Happy half-century anniversary

Wednesday 1

Forgotten Buffalo recently posted the above photo of a derelict sign for Griffis Sculpture Park in East Otto, New York.  This outdoor art museum was created by sculptor and painter Larry W. Griffis in 1966, making it the first sculpture park in the United States.

Tiny East Otto isn’t famous for much, being a tiny burg of a thousand people in Cattaraugus County. In fact the whole county is mainly remarkable for its poverty, its three Seneca Nation reservations, and Allegany State Park, which sits at its southern border attached to the much-larger Allegheny National Forest in Pennsylvania.

Wednesday 4

The whole region is on shale, making for beautiful gorges and the possibility that natural gas might sometime lift it out of poverty. The topography is Appalachian-hilly, covered with a hardwood forest of white ash, hickory, oak, tulip, hornbeam, shadblow, and basswood. In fact, the county’s biggest claim to fame might be the largest disease-resistant forest elm tree in the northeast, growing in the old-growth forest at Zoar Valley.

Wednesday 5

In short, it was not exactly the kind of place one would put a contemporary sculpture park, even in the judgment-free Swinging Sixties.Half a century later, the place seems downright alien.
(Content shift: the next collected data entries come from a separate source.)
PR #14928, opened 2025-06-11
Implement experimental feature handling and update CLI for experiments

### LINKED ISSUE #14895: Policy for experimental APIs
### Checklist

### What is the idea?

Introduce a policy where we mark code as not bound to CEP 9 deprecation cycles.

I suggest we adopt a convention where non-stable API names are prefixed with `experimental`:

```python
EXPERIMENTAL_CONSTANT = ...
class ExperimentalClass:
    ...
def experimental_function(arg, experimental_arg = None):
    ...

experimental_name = ...
```

### Why is this needed?

We are bound to CEP 9 when it comes to deprecation cycles. This CEP is supposed to alleviate concerns about code breakage when we iterate on features, remove dead code, etc. However, it also ties us to API contracts for new code that maybe needs to change often during a few release cycles while we iron out all the necessary details to make it stable.

### What should happen?

Experimental-labeled code is not subject to deprecation cycles, but should not remain marked as experimental forever (looking at `conda.api`). This should also be reflected in their docstring prominently, as well as in the release notes.

After a sensible time, the experimental code should either be marked as stable by renaming the appropriate prefix, or deprecated and removed if the experiment turned out not be fruitful.

I don't think we need a decorator in `conda.deprecations`. Naming, docstrings and release notes are sufficient.

### Additional Context

This would help PRs that introduce APIs like https://github.com/conda/conda/pull/14870 be merged without concerns about "being ready for production" within a single release cycle.

jezdez:
### Description

Fix #14895

- Introduces `@experimental` decorator for managing experimental features, including registration and validation.
- Added `--experiments` argument to the CLI to list experimental features and their expiration versions.
- Updated `InfoRenderer` to render experimental features in the output.
- Enhanced tests to cover the new experimental functionality and ensure proper registration and validation of experimental features.

### Checklist - did you ...

### DIFF
--- a/conda/cli/main_info.py
+++ b/conda/cli/main_info.py
@@ -81,6 +81,11 @@ def configure_parser(sub_parsers: _SubParsersAction, **kwargs) -> ArgumentParser
         help="List environment variables.",
     )
     p.add_argument(
+        "--experiments",
+        action="store_true",
+        help="List experimental features and their expiration versions.",
+    )
+    p.add_argument(
         "--root",
         action=deprecated.action(
             "25.9",
@@ -409,7 +414,9 @@ def get_main_info_str(info_dict: dict[str, Any]) -> str:
 
 
 #: Possible components for the info command to render
-InfoComponents = Literal["base", "channels", "envs", "system", "detail", "json_all"]
+InfoComponents = Literal[
+    "base", "channels", "envs", "system", "detail", "json_all", "experiments"
+]
 
 
 class InfoRenderer:
@@ -430,6 +437,7 @@ class InfoRenderer:
             "envs": "envs_list",
             "system": None,
             "json_all": None,
+            "experiments": None,
         }
 
     def render(self, components: Iterable[InfoComponents]):
@@ -502,6 +510,33 @@ class InfoRenderer:
 
         return "\n".join(output)
 
+    def _experiments_component(self) -> str | dict[str, list[dict[str, str]]]:
+        """Render experimental features component."""
+        from conda.deprecations import experimental
+
+        if self._context.json:
+            rv = {"experiments": []}
+            for experiment in experimental.scan():
+                rv["experiments"].append(
+                    {
+                        "name": experiment["prefix"],
+                        "until": experiment["until"],
+                        "addendum": experiment["addendum"] or "",
+                    }
+                )
+            return rv
+        else:
+            experiments = experimental.scan()
+            if not experiments:
+                return "No experimental features currently active."
+
+            lines = ["Experimental Features:"]
+            for experiment in experiments:
+                lines.append(f"  • {experiment['prefix']} (until {experiment['until']})")
+                if experiment["addendum"]:
+                    lines.append(f"    {experiment['addendum']}")
+            return "\n".join(lines)
+
     def _json_all_component(self) -> dict[str, Any]:
         return self._info_dict
 
@@ -529,8 +564,11 @@ def iter_info_components(args: Namespace, context: Context) -> Iterable[InfoComp
     if args.unsafe_channels:
         yield "channels"
 
+    if args.experiments:
+        yield "experiments"
+
     if (
-        (args.all or (not args.envs and not args.system))
+        (args.all or (not args.envs and not args.system and not args.experiments))
         and not context.json
         and not args.base
         and not args.unsafe_channels
@@ -543,7 +581,12 @@ def iter_info_components(args: Namespace, context: Context) -> Iterable[InfoComp
     if (args.system or args.all) and not context.json:
         yield "system"
 
-    if context.json and not args.base and not args.unsafe_channels:
+    if (
+        context.json
+        and not args.base
+        and not args.unsafe_channels
+        and not args.experiments
+    ):
         yield "json_all"
 
 
@@ -557,6 +600,7 @@ def execute(args: Namespace, parser: ArgumentParser) -> int:
      * ``conda info --unsafe-channels``
      * ``conda info --envs``
      * ``conda info --system``
+     * ``conda info --experiments``
     """
 
     from ..base.context import context
--- a/conda/cli/main_info.py
+++ b/conda/cli/main_info.py
@@ -513,30 +513,37 @@ class InfoRenderer:
     def _experiments_component(self) -> str | dict[str, list[dict[str, str]]]:
         """Render experimental features component."""
         from conda.deprecations import experimental
+
         experiments = experimental.scan(check=True)
 
         if self._context.json:
-            rv = {"experiments": []}
-            for experiment in experiments:
-                rv["experiments"].append(
+            return {
+                "experiments": [
                     {
                         "name": experiment["prefix"],
                         "until": experiment["until"],
                         "addendum": experiment["addendum"] or "",
                     }
-                )
-            return rv
+                    for experiment in experiments
+                ]
+            }
         else:
             if not experiments:
                 return "No experimental features currently active."
 
-            lines = ["Experimental Features:"]
-            for experiment in experiments:
-                lines.append(
-                    f"  • {experiment['prefix']} (until {experiment['until']})"
-                )
+            def format_experiment(experiment):
+                yield f"  • {experiment['prefix']} (until {experiment['until']})"
                 if experiment["addendum"]:
-                    lines.append(f"    {experiment['addendum']}")
+                    yield f"    {experiment['addendum']}"
+
+            lines = [
+                "Experimental Features:",
+                *[
+                    line
+                    for experiment in experiments
+                    for line in format_experiment(experiment)
+                ],
+            ]
             return "\n".join(lines)
 
     def _json_all_component(self) -> dict[str, Any]:
--- a/conda/cli/main_info.py
+++ b/conda/cli/main_info.py
@@ -513,10 +513,11 @@ class InfoRenderer:
     def _experiments_component(self) -> str | dict[str, list[dict[str, str]]]:
         """Render experimental features component."""
         from conda.deprecations import experimental
+        experiments = experimental.scan(check=True)
 
         if self._context.json:
             rv = {"experiments": []}
-            for experiment in experimental.scan():
+            for experiment in experiments:
                 rv["experiments"].append(
                     {
                         "name": experiment["prefix"],
@@ -526,13 +527,14 @@ class InfoRenderer:
                 )
             return rv
         else:
-            experiments = experimental.scan()
             if not experiments:
                 return "No experimental features currently active."
 
             lines = ["Experimental Features:"]
             for experiment in experiments:
-                lines.append(f"  • {experiment['prefix']} (until {experiment['until']})")
+                lines.append(
+                    f"  • {experiment['prefix']} (until {experiment['until']})"
+                )
                 if experiment["addendum"]:
                     lines.append(f"    {experiment['addendum']}")
             return "\n".join(lines)
@@ -564,7 +566,7 @@ def iter_info_components(args: Namespace, context: Context) -> Iterable[InfoComp
     if args.unsafe_channels:
         yield "channels"
 
-    if args.experiments:
+    if getattr(args, "experiments", False):
         yield "experiments"
 
     if (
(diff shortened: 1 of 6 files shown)


tests/test_deprecations.py
```diff
@@ -54,7 +55,7 @@
 @parametrize_dev
 def test_function(
     deprecated: DeprecationHandler,
-    warning: DevDeprecationType | None,
+    warning: type[Warning] | None,
```
jezdez, line 58: Those were leftovers from another change

tests/test_experiments.py
```diff
@@ -0,0 +1,443 @@
...
+
+
+def test_scan_check_real_features_not_expired() -> None:
+    """Test that real experimental features in the codebase haven't expired beyond grace period."""
+    # Use actual conda version to check real experimental features
+    experimental = ExperimentHandler(__version__)
+
+    # This will raise ExperimentConcluded if any real experiments have expired
+    # beyond their grace period, fulfilling requirement 6
+    experimental.scan(check=True)
```
jezdez, line 273: This is the load-bearing test that raises an exception once experiments have surpassed their expiration date

conda/deprecations.py
```diff
@@ -422,4 +603,319 @@ def _generate_message(
         )
 
 
+class ExperimentalFeatureVisitor(ast.NodeVisitor):
+    """Simple AST visitor to find experimental decorators."""
```
dholth: "simple"

conda/cli/main_info.py
```diff
@@ -502,6 +510,42 @@ def _system_component(self) -> str:
...
+                    }
+                    for experiment in experiments
+                ]
+            }
+        else:
+            if not experiments:
+                return "No experimental features currently active."
+
+            def format_experiment(experiment):
+                yield f"  • {experiment['prefix']} (until {experiment['until']})"
```
jaimergp: We are not using non-ASCII symbols in other parts of the CLI, not sure if we want to respect that for now and just do a simple dash:

```suggestion
                yield f"  - {experiment['prefix']} (until {experiment['until']})"
```

conda/cli/main_package.py
```diff
@@ -18,7 +18,7 @@
 def configure_parser(sub_parsers: _SubParsersAction, **kwargs) -> ArgumentParser:
     from .helpers import add_parser_prefix
 
-    summary = "Create low-level conda packages. (EXPERIMENTAL)"
+    summary = "Create low-level conda packages."
```
jaimergp, line 21: Is this related to this PR?

conda/models/environment.py
```diff
@@ -87,10 +92,12 @@ def __post_init__(self):
                     )
 
     @classmethod
+    @experimental(
```
jaimergp, line 95: Is this necessary if the whole module is experimental?

conda/models/environment.py
```diff
@@ -173,8 +180,8 @@ def merge(cls, *environments):
             external_packages=external_packages,
             explicit_packages=explicit_packages,
             name=name,
-            platform=platform,
-            prefix=prefix,
+            platform=platform or "",
+            prefix=prefix or "",
```
jaimergp, line 184: These are required, aren't they?

conda/deprecations.py
jezdez: Heh, no lies detected. The alternatives were... not simple.

conda/cli/main_package.py
jezdez: When I was searching the code base, this popped up, and given that the package subcommand isn't an actively run experiment, I thought to correct it, but I can separate it in a different PR for better tracking

conda/models/environment.py
jezdez: For this case, it is probably fine to just mark the module to be an experiment. Context is that I wanted to call out that the class and classmethod were separately marked as experimental, with different reasons.

conda/models/environment.py
jezdez: Yeah, in the `merge` classmethod above, `platform` is set to `None`, but the type is required to be `str` in the dataclass, same for the `prefix`.

conda/deprecations.py
jezdez:
```suggestion
    """An AST visitor to find experimental decorators."""
```

conda/cli/main_package.py
jaimergp: As long as it's clearly spelt out in the news item, it's ok to leave here imo.

conda/deprecations.py
jaimergp, line 1: I was expecting something way simpler, where we don't even AST-traverse anything, more like a decorator that given a set of runtime conditions annotates the inner function in a global list or something. In pseudocode:

```python
_experimental_names = set()
def experimental(name: Any):
  if os.environ.get("PYTEST_CURRENT_TEST") or ("info", "--experimental") in cli_args:
    global _experimental_names
    _experimental_names.add(name)
  return func
```

Not every elegant or as flexible as the proposed handler here, but way less code to understand, test and maintain. Any strong reasons for the more complex approach or could we compromise a bit in the honor of simplicity?

dholth:
At first glance I found it very strange to expose the `--experiments` CLI since the ordinary conda user should not have to care. I also worry about having to think about whether code is experimental or not, instead of e.g. the pip "this entire section of the codebase is not API" approach.

jezdez:
@dholth What interface to bubble up experiments would you not find strange? Regarding the pip strategy, that has famously led to a whole ecosystem being frustrated about the authors, but was a compromise due to the lack of resources to maintain a plugin API.

conda/deprecations.py
jezdez: Just the usual, parsing CLI arguments is funny business and doing it live like this has led to odd edge cases, I think code parsing is relatively safe since it's a Python built-in and most of the code is to provide a familiar API coming from the deprecations' framework that we're already maintaining (hence the many shared code paths). I'm not suggesting your idea isn't also valid, but that we'd eventually want more (as we did with the deprecations) and then start building the tower of complexity back up. I basically jumped a few steps forward in that discussion.

jezdez: I should add this is a suggested implementation, to facilitate the conversation in #14895 ;)

conda/cli/main_package.py
jezdez: Good point, will do.

conda/cli/main_info.py
```diff
@@ -502,6 +510,42 @@ def _system_component(self) -> str:
 
         return "\n".join(output)
 
+    def _experiments_component(self) -> str | dict[str, list[dict[str, str]]]:
+        """Render experimental features component."""
+        from conda.deprecations import experimental
```
jaimergp:
```suggestion
        from ..deprecations import experimental
```

conda/deprecations.py
```diff
@@ -132,36 +334,57 @@ def argument(
...
+                prefix=prefix,
+                addendum=final_addendum,
                 deprecation_type=deprecation_type,
             )
 
-            # alert developer that it's time to remove something
-            if not category:
-                raise DeprecatedError(message)
+            # Get the function signature to determine parameter positions
+            import inspect
```
jaimergp, line 365: Why is this import all the way down here?

conda/deprecations.py
```diff
@@ -422,4 +603,319 @@ def _generate_message(
...
+        for keyword in call.keywords:
+            if keyword.arg == arg_name and isinstance(keyword.value, ast.Constant):
+                return keyword.value.value
+        return None
+
+
+class ExperimentHandler(BaseHandler):
+    """Handler for experimental features that tracks usage without warning users."""
+
+    def __init__(self: Self, version: str) -> None:
```
jaimergp:
```suggestion
    def __init__(self, version: str):
```

I thought we had established that `self` must not be typed, and `__init__` does not need a return type either.

conda/deprecations.py
```diff
@@ -422,4 +603,319 @@ def _generate_message(
...
+
+        # Use visitor
+        visitor = ExperimentalFeatureVisitor(module_name, self)
+        visitor.visit(tree)
+        return visitor.features
+
+    # Consolidated decorator method
+    def __call__(
+        self: Self,
+        until: str,
```
jaimergp, line 838: There's no `since` argument? The way I saw this API was like we would indicate the experiment start time, and then establish a maximum duration we would tolerate. This way we have an idea of how long the experiment has been running for when the expiry error shows up in pytest (and not be so tempted to just extend the experiment lifetime).

conda/models/environment.py
```diff
@@ -1,6 +1,6 @@
 # Copyright (C) 2012 Anaconda, Inc
 # SPDX-License-Identifier: BSD-3-Clause
-"""EXPERIMENTAL Conda environment data model"""
+"""Conda environment data model"""
```
jaimergp, line 3: Personally I'd like to retain the docstring marks, and would even advocate for a test that ensures that all deprecated objects have `*EXPERIMENTAL*` in their docstring so folks checking the code can really see it (not sure if they would see the `experimental` mark amid all the top-level import/logging noise).

conda/deprecations.py
jaimergp: I see your points. I'm just unsure if we would be ok with maintaining this a year from now when we realize that we had not been listing a type of node because of a bug or something and now we have to re-read and re-understand the new classes.

But I won't block this on that issue. The code is written and it works, so at this point is easier to just go ahead.

jaimergp:
I'd like @kenodegard to take a look at this because of the refactors in the `deprecations` module.

jaimergp:
> At first glance I found it very strange to expose the --experiments CLI since the ordinary conda user should not have to care.

I kind of agree with @dholth here. Maybe we can just make `python -m conda.deprecations` executable?

conda/deprecations.py
```diff
@@ -422,4 +603,319 @@ def _generate_message(
...
+        if not isinstance(decorator, ast.Call):
+            return None
+
+        # Check if it's @experimental(...) or @experimental.method(...)
+        until = None
+        addendum = None
+
+        if isinstance(decorator.func, ast.Name) and decorator.func.id == "experimental":
+            # @experimental(until="...")
+            until = self._get_call_arg(decorator, "until") or (
```
soapy1, line 661: I think the idea of having something be marked experimental until a certain date or release is pretty intense. Like, what if the experimental feature is not ready to be not experimental by this time? Or, what if the experiment has run it's course and needs to be removed?

soapy1:
It looks like conda already has some notion of experimental features. There is this context field [`experimental`](https://github.com/conda/conda/blob/main/conda/base/context.py#L500). Looks like it's currently only used for repodata `jlap` support: https://github.com/conda/conda/blob/main/conda/gateways/repodata/__init__.py#L106. Does the notion of marking experiments introduced in this PR work with this existing notion of experiments? Or, does it need to?

jezdez:
> It looks like conda already has some notion of experimental features. There is this context field [`experimental`](https://github.com/conda/conda/blob/main/conda/base/context.py?rgh-link-date=2025-06-14T00%3A26%3A14Z#L500). Looks like it's currently only used for repodata `jlap` support: [`main`/conda/gateways/repodata/__init__.py#L106](https://github.com/conda/conda/blob/main/conda/gateways/repodata/__init__.py?rgh-link-date=2025-06-14T00%3A26%3A14Z#L106). Does the notion of marking experiments introduced in this PR work with this existing notion of experiments? Or, does it need to?

It's overlapping in meaning, the experimental field was added as a simplistic feature flag for the libmamba solver, then later used for the JLAP efforts. The latter will likely be removed soon by @dholth as part of the sharded repodata feature work, so I wouldn't think the context item is something to worry about too much. A more distributed feature flagging system (using subject names in the context) is probably more useful anyway.

conda/models/environment.py
jezdez: Okay

conda/deprecations.py
jezdez: Adding the since argument now

conda/deprecations.py
jezdez: Just a leftover from experimenting moving up

conda/deprecations.py
jezdez: Ok, I'll have an answer for this in a bit

jezdez:
@conda/conda-maintainers Please provide feedback if you're interesting in moving forward with this. The current status quo of adding "experimental" to docstrings are IMO not an alternative.

jezdez:
Closing since it doesn't seem to spark joy.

Larry Griffis was born in Buffalo in 1924. At the time, Buffalo was still a hopping place, one of the biggest cities in the United States. By 1966, however, it was being sacked from within as white families left for its suburbs. A certain percentage of them extended their white flight into a back-to-the-land movement. My parents having traded our house in North Buffalo for a derelict farm in Niagara County, I was very familiar with the impulse that took professionals out of the city into places like East Otto—in fact, my parents’ good friends settled there.

Wednesday 2

The idea for the sculpture park came to Griffis while touring in Italy. Watching his kids play on the ruins of Hadrian’s Villa, he recognized something fundamental about kids: they’re not that keen on spending time in fusty old museums. “Look at my kids,” he marveled. “I’ve taken them to the finest museums and galleries but they’ve come alive in this environment where they can interact and they can smell the flowers and they can touch things.”

Wednesday 3

Griffis is well-known for two Buffalo works: Spirit of Womanhood (1962), which plays with a giant hula hoop a few hundred feet from a copy of Michelangelo’s David alongside the busy Scajaquada  Expressway,  and Birds Excited Into Flight (1981) on Bidwell Parkway. Neither is nearly as bad as I remembered. In fact, the art which maintains some sense of timelessness in his sculpture park is Griffis’ own, not that of other invited artists. Perhaps it’s time for another look this summer.

Carol Douglas

About Carol Douglas

Carol L. Douglas is a painter who lives, works and teaches in Rockport, ME. Her annual workshop will again be held on the Schoodic Peninsula in beautiful Acadia National Park, from August 6-11, 2017. Visit www.watch-me-paint.com/ for more information.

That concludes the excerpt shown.